In de arresten van 11 juni 1997, nr. 31 891, BNB 1997/303 en van 15 juli 1998, nr. 33 468,
BNB 1998/313, heeft de Hoge Raad geoordeeld dat voor de toepassing van artikel 8,
eerste lid, onderdeel d, van de Wet IB 1964 in de voorgelegde situaties de vervreemding
van het melkquotum staking van een zelfstandig onderdeel van de onderneming betekent.
Deze uitleg van de Hoge Raad is relevant voor de toepassing van de artikelen 3.59, 3.62, 3.63 en 3.129 van de Wet IB 2001.
Gelet op deze uitleg van de Hoge Raad is het niet bezwaarlijk als een geheel quotum
wordt overgedragen, de overdracht aan te merken als staking van een zelfstandig deel
van de onderneming. De overdracht van een geheel quotum kan daarmee rechtstreeks onder
de werking van genoemde artikelen worden gebracht. Als een geheel quotum wordt overgedragen
aan twee of meer verkrijgers is het voor de toepassing van de artikelen 3.59, 3.62 en 3.63 van de Wet IB 2001 niet nodig dat hetgeen overgedragen wordt voor de verkrijgers van het quotum een
(gedeelte van een) onderneming vormt. Voor de verkrijger is het in dat geval slechts
van belang dat het overgedragen (gedeelte van het) quotum tot diens ondernemingsvermogen
behoort en duurzaam in de onderneming wordt aangewend.
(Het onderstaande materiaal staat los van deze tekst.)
PR #206, opened 2021-04-15
Add debug wait-for-pulp command

mdellweg:
[noissue]

### DIFF
--- a/pulpcore/cli/common/debug.py
+++ b/pulpcore/cli/common/debug.py
@@ -17,10 +17,13 @@ def debug() -> None:
 
 @debug.command()
 @click.option("--name", required=True)
-@click.option("--min-version")
-@click.option("--max-version")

Als een belastingplichtige een voor zijn rekening gedreven gedeelte van een onderneming
overdraagt zonder gebruik te maken van artikel 3.63 van de Wet IB 2001, kan dit artikel eveneens worden toegepast op uitsluitend het gedeelte van het quotum
voor zover dat onderdeel uitmaakt van deze overdracht.
Voorbeeld 1
A oefent tezamen met zijn zoons B en C een landbouwbedrijf uit op 20 ha grond. Het
melkquotum bedraagt 200.000 kg.
A draagt zijn gehele melkquotum over aan zoon B die het quotum in zijn onderneming
gaat aanwenden.
Uitwerking:
Aangezien de overdracht van een geheel quotum mag worden aangemerkt als de overdracht
van een zelfstandig onderdeel van de onderneming, kan met toepassing van artikel 3.63 van de Wet IB 2001 het melkquotum geruisloos worden overgedragen.
Voorbeeld 2
Als voorbeeld 1 maar nu draagt A 150.000 kg quotum over aan zoon B en 50.000 kg aan
zoon C.
Uitwerking:
Aangezien het gehele quotum wordt overgedragen hoeft niet te worden beoordeeld of
het overgedragen gedeelte voor de overnemer een zelfstandig onderdeel van een onderneming
vormt. Indien zoon B en zoon C het quotum tot hun ondernemingsvermogen rekenen kan
de overdracht op verzoek geruisloos geschieden.
Voorbeeld 3
Als voorbeeld 1 maar nu draagt A 10 ha. grond, 100.000 kg quotum alsmede de helft
van de overige bedrijfsmiddelen over aan zoon B.
Uitwerking:
Zowel het overgedragen gedeelte als het niet overgedragen gedeelte kan een zelfstandige
onderneming in de zin van artikel 3.2 van de Wet IB 2001 vormen. Het gedeeltelijk overgedragen quotum maakt derhalve onderdeel uit van de
overdracht van een zelfstandig deel van de onderneming. Indien geen beroep wordt gedaan
op artikel 3.63 van de Wet IB 2001, kan op grond van dit besluit het quotum geruisloos worden doorgeschoven.
Voorbeeld 4
Als voorbeeld 1 maar nu draagt A uitsluitend de helft van het quotum over aan zoon
B.
Uitwerking:
De overdracht van uitsluitend een gedeelte van een quotum is niet te beschouwen als
de overdracht van zelfstandig deel van de onderneming. Geruisloze doorschuiving is
niet mogelijk.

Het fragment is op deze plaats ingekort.